Summary composed by Jim Waterman - BASIN

Intersex and other forms of reproductive disruption in feral white sucker (Catostomus commersoni) downstream of wastewater treatment plant effluent in Boulder, Colorado

The following page is a summary of research conducted by University Colorado Department of Integrative Physiology research personnel:

Alan M. Vajda, Elena M. Lopez, Tammy A. Maldonado, John D. Woodling, and David O. Norris. Department of Integrative Physiology, University of Colorado, Boulder

This summary was composed by Jim Waterman of the BASIN project with the generous cooperation of the above researchers. Please contact BASIN with any comments or corrections.

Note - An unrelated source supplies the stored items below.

PR #1876, opened 2025-06-25
Remove segment restrictions for chant browsing and show links conditionally

### LINKED ISSUE #1845: some /chants pages 404?
I'm inspecting https://cantusdatabase.org/source/1000207 --a source I can see and edit just fine. I can tell from teh "view full inventory" that it contains one chant--which I can also view and edit just fine. 
BUT when I try to "View all chants", https://cantusdatabase.org/source/1000207/chants/ gives me a 404.  

Image

This doesn't seem like the right behaviour--it may be that I can't see them because the sources are not published, in which case it should be a permissions error (403?), and also I'd expect to be blocked from the whole source and not just the list of all chants.

lucasmarchd01:
- Remove CANTUS segment check in SourceBrowseChantsView
- Return 404 for sources with no chants in browse/inventory views  
- Only show "View all chants" and "View full inventory" links when source has chants
- Add has_chants context to SourceDetailView

Fixes #1845

### DIFF
--- a/django/cantusdb_project/main_app/views/source.py
+++ b/django/cantusdb_project/main_app/views/source.py
@@ -165,8 +165,7 @@ class SourceBrowseChantsView(CustomAccessMixin, ListView):  # type: ignore[type-
         source: Source = self.source
 
         # Check if source has any chants - if not, return 404
-        chants_in_source = source.chant_set
-        if chants_in_source.count() == 0:
+        if not source.chant_set.exists():
             raise Http404()
 
         context["source"] = source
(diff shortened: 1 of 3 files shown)


django/cantusdb_project/main_app/views/source.py
```diff
@@ -163,10 +163,10 @@ def get_queryset(self) -> QuerySet[Chant]:
...
         context: dict[str, Any] = super().get_context_data(**kwargs)
         source: Source = self.source
-        if not CANTUS_SEGMENT_ID in source.segment_m2m.values_list("id", flat=True):
-            # the chant list ("Browse Chants") page should only be visitable
-            # for sources in the CANTUS Database segment, as sources in the Bower
-            # segment contain no chants
+
+        # Check if source has any chants - if not, return 404
+        chants_in_source = source.chant_set
+        if chants_in_source.count() == 0:
```
ahankinson: You can probably use `exists()` here…

dchiller (approved):

PR #1885, opened 2025-07-25
Fix outstanding permissions errors/issues

dchiller:
This PR addresses some issues discovered during testing for #1881.

- Removes ability of non-superusers to modify assigned editors of sources after source creation
- Changes autocomplete for the `current_editors` field on the SourceCreate page to include all active users
- Add the link to the source edit page from the source detail page for standard users who created the source and are still assigned to the source

### DIFF
--- a/django/cantusdb_project/main_app/permissions.py
+++ b/django/cantusdb_project/main_app/permissions.py
@@ -161,6 +161,11 @@ class CustomAccessMixin(AccessMixin):
             return self.src_perm_cache.get(source.id)
         return self.check_user_assignment(source)
 
+    def user_created_source(self, source: Source) -> bool:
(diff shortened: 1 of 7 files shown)


django/cantusdb_project/main_app/permissions.py
```diff
@@ -161,6 +161,11 @@ def user_assigned_to_source(self, source: Source) -> bool:
             return self.src_perm_cache.get(source.id)
         return self.check_user_assignment(source)
 
+    def user_created_source(self, source: Source) -> bool:
+        if source.created_by == self.user:
```
ahankinson, line 165: `return source.created_by == self.user` does the same thing.

PR #1969, opened 2026-03-12
feat: add IIIF manifest-based image link mapping and fix CSV validation bugs

### LINKED ISSUE #1964: Add automatic folio to URI mapping with spreadsheet validation
From the 4 March 2026 meeting — I would appreciate it if someone could jump in if I got any of the details wrong for this.

Debra needs the ability to link external images to individual chant records on a per-folio basis, not just to the beginning of an image set. For sources with IIIF manifests, the system should automatically parse the manifest JSON to generate a folio-to-image URI mapping.

A spreadsheet should be generated from this mapping so that Debra-level users can review, validate, and make bulk edits before the mapping is applied.

Examples sources
- Ivrea Codex ([source/1000132](https://cantusdatabase.org/source/1000132) — IIIF manifest at `https://iiif.diamm.net/manifests/I-IV-LX/manifest.json`
- Tours 149 ([source/123640](https://cantusdatabase.org/source/123640))

### Requirements:

1. Parse IIIF manifest JSON to extract page/canvas URIs
2. Automatically generate a folio-to-image URI mapping
3. Produce a downloadable/editable spreedsheet of the mapping for Debra to edit/verify
4. Provide a UI button for Debra-level users to trigger the mapping and import the validated spreadsheet
5. Handle cases where a single chant spans multiple pages

### Related:

- #1778
- #940 
- #1728

liampond:
## Summary

Add IIIF manifest integration to the source image links page and fix several bugs in the CSV validation UI.

Closes #1964

### IIIF Manifest Integration
- New `iiif_utils.py` module with functions to fetch IIIF manifests, extract canvases, match them to source folios, and generate a CSV mapping
- New `SourceIIIFMappingView` that generates a downloadable folio-to-image CSV from a source's IIIF manifest
- "Generate IIIF Mapping CSV" button shown on sources that have an associated IIIF manifest
- Folio matching handles zero-padded numbers, various prefixes (`f.`, `fol.`, `Folio`), and recto/verso suffixes
- Regex anchored to prevent false positives (e.g. canvas labels like "Detail 2r" won't match folio `002r`)

### CSV Validation Bug Fixes
- Skip rows with empty folio fields from IIIF CSVs that include unmatched canvases, fixing phantom warnings (e.g. "the following folios do not exist in the source: ,,,,,,")
- Exclude empty strings from image link duplication checks
- Auto-detect semicolon delimiters for locale compatibility (e.g. French)
- Handle missing second column gracefully to prevent JS errors

### UX Improvements
- Add "Validation" header above the check results table
- Remove redundant "No image links duplicated" success text for visual consistency
- Show "Image links saved successfully!" message after saving

## Testing
- 43 unit tests for all IIIF utility functions and the mapping view in `test_iiif_utils.py`
- Tested against all 5 real IIIF manifests currently in CantusDB (all DIAMM, API v2)
- Tested label parsing and image URL extraction against Bodleian and e-codices manifests
- Verified false positive prevention with labels like "Detail 2r", "Image 5v", "Decoration", etc.

### DIFF
--- a/django/cantusdb_project/main_app/iiif_utils.py
+++ b/django/cantusdb_project/main_app/iiif_utils.py
@@ -1,0 +1,316 @@
+"""
+Utilities for parsing IIIF manifests and generating folio-to-image mappings.
+
+Supports both IIIF Presentation API 2.x and 3.0 manifests.
+"""
+
+import csv
+import io
+import re
+from dataclasses import dataclass
+
+import requests
+
+
+@dataclass
+class CanvasInfo:
+    """Represents a single canvas/page extracted from a IIIF manifest."""
+
+    label: str
+    image_url: str
+    canvas_index: int
+
+
+def fetch_manifest(manifest_url: str, timeout: int = 30) -> dict:
+    """
+    Fetch and parse a IIIF manifest JSON from the given URL.
+
+    Args:
+        manifest_url: URL to the IIIF manifest JSON.
+        timeout: Request timeout in seconds.
+
+    Returns:
+        Parsed manifest as a dictionary.
+
+    Raises:
+        requests.RequestException: If the fetch fails.
+        ValueError: If the response is not valid JSON.
+    """
+    response = requests.get(manifest_url, timeout=timeout)
+    response.raise_for_status()
+    return response.json()
+
+
+def _get_label_text(label: object) -> str:
+    """
+    Extract plain text from a IIIF label, handling both API 2.x and 3.0 formats.
+
+    API 2.x: label is a string or a list of strings.
+    API 3.0: label is a dict like {"en": ["Folio 1r"]}.
+    """
+    if isinstance(label, str):
+        return label
+    if isinstance(label, list):
+        # List of strings (API 2.x) or list of dicts
+        for item in label:
+            if isinstance(item, str):
+                return item
+            if isinstance(item, dict):
+                return item.get("@value", str(item))
+        return str(label[0]) if label else ""
+    if isinstance(label, dict):
+        # API 3.0: {"en": ["Folio 1r"], "none": ["f. 1r"]}
+        for values in label.values():
+            if isinstance(values, list) and values:
+                return str(values[0])
+        return ""
+    return str(label)
+
+
+def _extract_image_url_v2(canvas: dict) -> str:
+    """Extract the best image URL from a IIIF 2.x canvas."""
+    images = canvas.get("images", [])
+    if not images:
+        return ""
+    resource = images[0].get("resource", {})
+    # Try to get the IIIF Image API service URL
+    service = resource.get("service", {})
+    if isinstance(service, list):
+        service = service[0] if service else {}
+    service_id = service.get("@id", "")
+    if service_id:
+        # Construct a full image URL from the service
+        return f"{service_id.rstrip('/')}/full/max/0/default.jpg"
+    # Fall back to the resource @id (direct image URL)
+    return resource.get("@id", "")
+
+
+def _extract_image_url_v3(canvas: dict) -> str:
+    """Extract the best image URL from a IIIF 3.0 canvas."""
+    items = canvas.get("items", [])
+    if not items:
+        return ""
+    # Navigate: canvas -> AnnotationPage -> Annotation -> body
+    annotation_page = items[0]
+    annotations = annotation_page.get("items", [])
+    if not annotations:
+        return ""
+    body = annotations[0].get("body", {})
+    # Try service first
+    services = body.get("service", [])
+    if isinstance(services, dict):
+        services = [services]
+    for service in services:
+        service_id = service.get("id", service.get("@id", ""))
+        if service_id:
+            return f"{service_id.rstrip('/')}/full/max/0/default.jpg"
+    # Fall back to body id
+    return body.get("id", "")
+
+
+def extract_canvases(manifest: dict) -> list[CanvasInfo]:
+    """
+    Extract canvas information from a IIIF manifest.
+
+    Supports both Presentation API 2.x and 3.0.
+
+    Args:
+        manifest: Parsed IIIF manifest dictionary.
+
+    Returns:
+        List of CanvasInfo objects, one per canvas/page.
+    """
+    canvases = []
+
+    # Detect API version
+    context = manifest.get("@context", "")
+    is_v3 = "iiif.io/api/presentation/3" in str(context)
+
+    if is_v3:
+        canvas_list = manifest.get("items", [])
+        for i, canvas in enumerate(canvas_list):
+            label = _get_label_text(canvas.get("label", ""))
+            image_url = _extract_image_url_v3(canvas)
+            canvases.append(CanvasInfo(label=label, image_url=image_url, canvas_index=i))
+    else:
+        # API 2.x
+        sequences = manifest.get("sequences", [])
+        if not sequences:
+            return canvases
+        canvas_list = sequences[0].get("canvases", [])
+        for i, canvas in enumerate(canvas_list):
+            label = _get_label_text(canvas.get("label", ""))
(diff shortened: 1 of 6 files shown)


django/cantusdb_project/main_app/iiif_utils.py
```diff
@@ -0,0 +1,321 @@
...
+        service = service[0] if service else {}
+    service_id = service.get("@id", "")
+    if service_id:
+        # Construct a full image URL from the service
+        return f"{service_id.rstrip('/')}/full/max/0/default.jpg"
+    # Fall back to the resource @id (direct image URL)
+    return resource.get("@id", "")
+
+
+def _extract_image_url_v3(canvas: dict) -> str:
```
ahankinson: Where you use this (and the v2 equivalent) you don't actually check whether the string has a value or not. 

I would change these to return `str | None` and then any place where you're returning an empty string now, return None. You can then catch that and handle it, rather than propagate the error.

django/cantusdb_project/main_app/urls.py
```diff
@@ -379,6 +380,11 @@
         SourceAddImageLinksView.as_view(),
         name="source-add-image-links",
     ),
+    path(
```
ahankinson, line 411: Have you checked this process for speed with large IIIF manifests? If it takes more than $TIMEOUT seconds to generate, then your user will never get to download the CSV.

liampond: Good thinking! I just tested it on Einsiedeln 121 (621 canvases), and the processing was under 5 milliseconds. The bottleneck is fetching, which is already capped at 30 seconds by `fetch_manifest`.

django/cantusdb_project/main_app/iiif_utils.py
```diff
@@ -0,0 +1,321 @@
...
+        source_folios: List of folio strings from the source's chants.
+
+    Returns:
+        List of dicts with keys: 'folio', 'image_link', 'notes', 'canvas_label'
+    """
+    rows: list[dict[str, str]] = []
+    matched_folios: set[str] = set()
+
+    for canvas in canvases:
+        matched_folio = match_canvas_to_folio(canvas.label, source_folios)
```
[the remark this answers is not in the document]
liampond: Extracted `_build_folio_lookups()` as a separate function and added a `folio_lookups` keyword arg to `match_canvas_to_folio`. `generate_folio_image_mapping` now builds the lookups once and passes them through.

django/cantusdb_project/main_app/views/source.py
```diff
@@ -689,9 +701,96 @@ def get_initial(self) -> dict[str, Any]:
...
+                status=404,
+            )
+
+        # Fetch and parse the manifest
+        try:
+            manifest = fetch_manifest(manifest_link.url)
+        except requests.RequestException as e:
+            logger.exception("Failed to fetch IIIF manifest: %s", manifest_link.url)
+            return JsonResponse(
+                {"error": f"Failed to fetch IIIF manifest: {e}"},
```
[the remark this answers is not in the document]
liampond: Removed `{e}` from the user-facing message. The exception is still logged server-side via `logger.exception()`.

django/cantusdb_project/main_app/iiif_utils.py
```diff
@@ -0,0 +1,321 @@
...
+    \s*
+    ([rv](?:ecto|erso)?)?        # Optional recto/verso suffix
+    """,
+    re.IGNORECASE | re.VERBOSE,
+)
+
+PAGE_PATTERN = re.compile(
+    r"^(?:p(?:age)?\.?\s*)(\d{1,4})",
+    re.IGNORECASE,
+)
```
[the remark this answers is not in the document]
liampond: Removed

django/cantusdb_project/main_app/views/source.py
```diff
@@ -689,9 +701,96 @@ def get_initial(self) -> dict[str, Any]:
...
+                status=502,
+            )
+
+        # Extract canvases from the manifest
+        canvases = extract_canvases(manifest)
+        if not canvases:
+            return JsonResponse(
+                {"error": "No canvases found in the IIIF manifest."},
+                status=404,
+            )
```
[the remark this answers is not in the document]
liampond: Replaced all `JsonResponse` error returns with `messages.error()` + `HttpResponseRedirect` back to the image links page. Updated tests to expect 302 redirects.

django/cantusdb_project/main_app/iiif_utils.py
liampond: Thanks for the feedback. I changed `_extract_image_url_v2` and `_extract_image_url_v3` to return `str | None`, and updated `CanvasInfo.image_url` to `str | None`. The `None` is converted to `""` at the CSV generation boundary in `generate_folio_image_mapping`.

liampond:
It looks like the test that failed was unrelated to this feature. PR #1971 should fix this.

PouyaMohseni:
@coderabbitai review

django/cantusdb_project/main_app/iiif_utils.py
```diff
@@ -0,0 +1,364 @@
...
+        mapping: List of dicts from generate_folio_image_mapping.
+
+    Returns:
+        CSV string with headers: folio, image_link, notes, canvas_label
+    """
+    output = io.StringIO()
+    writer = csv.writer(output)
+    writer.writerow(["folio", "image_link", "notes", "canvas_label"])
+    for row in mapping:
+        # Only canvas_label is untrusted; folio/image_link/notes are our own
```
PouyaMohseni: Do you think `image_link should` get the same treatment as `canvas_label`? It's extracted straight from the remote manifest's service/resource/body id fields, so it's just as untrusted as the label; the comment here says it's "our own data," but I don't think that's quite right.

django/cantusdb_project/main_app/iiif_utils.py
```diff
@@ -0,0 +1,364 @@
...
+        timeout: Request timeout in seconds.
+
+    Returns:
+        Parsed manifest as a dictionary.
+
+    Raises:
+        requests.RequestException: If the fetch fails.
+        ValueError: If the response is not valid JSON.
+    """
+    response = requests.get(manifest_url, timeout=timeout)
```
PouyaMohseni: Since this fetches an admin-stored URL server-side, would it be worth passing `allow_redirects=False` (or otherwise constraining where the request can end up)? Low risk here since only superusers set the manifest URL and only superusers trigger the fetch

PouyaMohseni: Might also be worth a size cap on the response before calling `.json()`

liampond: Going to skip this one: `raise_for_status()` doesn't fire on 3xx, so a manifest stored as `http://` (Bodleian 301s to HTTPS) would fall through to `.json()` and surface as "Failed to fetch IIIF manifest". There's no privilege boundary to protect either — the `is_staff_xnor_is_superuser` constraint means only superusers can set `SourceURL.url`, and this view is superuser-only, so they could just enter an internal address directly. Taking the size cap, though.

django/cantusdb_project/main_app/iiif_utils.py
```diff
@@ -0,0 +1,344 @@
...
+    response.raise_for_status()
+    return response.json()
```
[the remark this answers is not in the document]
liampond: See Pouya's comment below

django/cantusdb_project/main_app/iiif_utils.py
liampond: Yes, you're right. Implemented.

liampond:
@annamorphism would you like to and do you have the time to review this PR if I put it on staging? Or should we wait until Debra is available to review it?

annamorphism:
I think it should be good to put on staging.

Feral white suckers (Catostomus commersoni) were collected on Boulder Creek downstream from wastewater treatment plant (WWTP) effluent and from reference sites. This effluent is known to contain endocrine-active compounds including alkylphenols, bisphenol A, and reproductive steroids. Gonadal intersex and other forms of reproductive disruption were found in white suckers collected downstream of WWTP effluent but not at reference sites. The male to female ratio was skewed toward females at the downstream site.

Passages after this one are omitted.